講　題： (Nearly) Efficient Algorithms for the Graph Matching Problem on Correlated Random Graphs 周紀寧 先生 (哈佛大學) 2018-05-21 (Mon) 10:00 – 12:00 資訊所新館106演講廳 鐘楷閔

The graph matching problem aims to find a (vertex) permutation between the two input graphs that minimizes the disagreement among edges. This is an extremely well studied computational problem and has wide applications in machine learning, computer vision, pattern recognition, computational biology, social network analysis, and de-anonimzation. In the worst case, the graph matching problem is NP-hard. Nevertheless, there exists polynomial-time algorithm for graph matching problem in the average case setting where one of the input graph is sampled from the Erdös-Rényi model and the other graph is yielded by applying a random permutation on the first graph.

In this work, we focus on the the input graphs being sampled from the correlated Erdös-Rényi model where each edge is deleted independently with probability half. Information-theoretically, this problem is solvable in a wide range of parameters.
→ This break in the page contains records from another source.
PR #204, opened 2018-05-14
Add support for -f in pg:psql

### LINKED ISSUE #201: [Feature request] Support -f for the pg:psql command
The `-f` option of `psql` allowing to run a sql file in psql is quite handy when having to write a big query, instead of copy-pasting it in an interactive session. But `heroku pg:psql` does not support it (while it supports `-c`).

My workaround until now was to retrieve the credentials URL and then use `psql` directly. However, this does not work for a private plan DB, as this would not go through the bastion SSH tunnel (and yes, I just went reading the source code of this package to understand how `pg:psql` could connect to the private DB).
It would be great if `-f` could be supported by `heroku pg:psql` directly.

stof:
Closes #201 

The implementation is heavily inspired by the support of `-c`

### DIFF
--- a/yarn.lock
+++ b/yarn.lock
@@ -3689,7 +3689,7 @@ semver-diff@^2.0.0:
   version "5.3.0"
   resolved "https://registry.yarnpkg.com/semver/-/semver-5.3.0.tgz#9b2ce5d3de02d17c6012ad326aa6b4d0cf54f94f"
 
-semver@^5.5.0:
+semver@^5.4.1, semver@^5.5.0:
   version "5.5.0"
   resolved "https://registry.yarnpkg.com/semver/-/semver-5.5.0.tgz#dc4bbc7a6ca9d916dee5d43516f0092b58f7b8ab"
 
--- a/commands/psql.js
+++ b/commands/psql.js
@@ -15,6 +15,8 @@ function * run (context, heroku) {
   cli.console.error(`--> Connecting to ${cli.color.addon(db.attachment.addon.name)}`)
   if (flags.command) {
     process.stdout.write(yield psql.exec(db, flags.command))
+  } else if (flags.file) {
+    process.stdout.write(yield psql.execFile(db, flags.file))
   } else {
     yield psql.interactive(db)
   }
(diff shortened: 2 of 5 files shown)


msakrejda:
Awesome, thank you :heart:! We could probably refactor to reduce some repetition, but this code's pretty stable, so I don't think it's worth it. Anyone else from @heroku/dod-ux care to weigh in? Otherwise I think we can ship this later this week.

msakrejda (approved):

brettgoulder:
@uhoh-itsmaciek I think this code is stable enough, no need for an additional refactor.  We can take a look once we oclif-ify everything.

yarn.lock
```diff
@@ -3689,7 +3689,7 @@ semver-diff@^2.0.0:
   version "5.3.0"
   resolved "https://registry.yarnpkg.com/semver/-/semver-5.3.0.tgz#9b2ce5d3de02d17c6012ad326aa6b4d0cf54f94f"
 
-semver@^5.5.0:
+semver@^5.4.1, semver@^5.5.0:
```
msakrejda, line 3692: Do you know why this yarn.lock change is here @stof? Can you drop it? Even if necessary, this does not seem relevant to this patch.

msakrejda (changes requested):

yarn.lock
stof: that was done by `yarn`. Maybe I'm using a newer version of Yarn than when this lock file was generated, with a bug fixed in it.

I inspected the lock file, and there is indeed a package depending on `semver@^5.4.1`. So this change totally make sense. I suspect a bug in an older version of Yarn making it disappear.

stof: I can of course drop it, but any contributor running `yarn` locally to install the dependencies will re-submit it again.

msakrejda: Let me see if I can upgrade my yarn locally and repro the change separately.

msakrejda: Yep, you're right--in fact this is already in `master` as part of another patch that landed earlier. I just wanted to make sure to keep lockfile changes separate, but it's moot. Merging shortly!

msakrejda (approved):
Thanks!

msakrejda:
@stof I published a new plugin version that includes this and we should have it in a CLI update in the next few business days. Thanks for the patch!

However, prior to our work, no non-trivial algorithm (other than brute force) is known to the best of our knowledge. Some common heuristics for this problem require knowledge of large fraction of seeds (i.e., pairs in the ground truth permutation). We give a quasi-polynomial time algorithm for correlated graphs with average degree between n^\eps and n^{1/153} for \eps=o(1) or between n^{2/3} and n^{1-\eps} for \eps=O(1). The central idea of our algorithm is based on constructing a family of well-structured subgraphs such that these subgraphs can uniquely cover the two correlated graphs with high probability.

This is a joint work with Boaz Barak, Zhixian Lei, Tselil Schramm, and Yueqi Sheng.

BIO:

Chi-Ning Chou is a Ph.D. student at Harvard University advised by Professor Boaz Barak. He received his B.S. in computer science from National Taiwan University in 2016. He has various research interest in theoretical computer science including computational complexity, algebraic computation, hardness of approximation etc.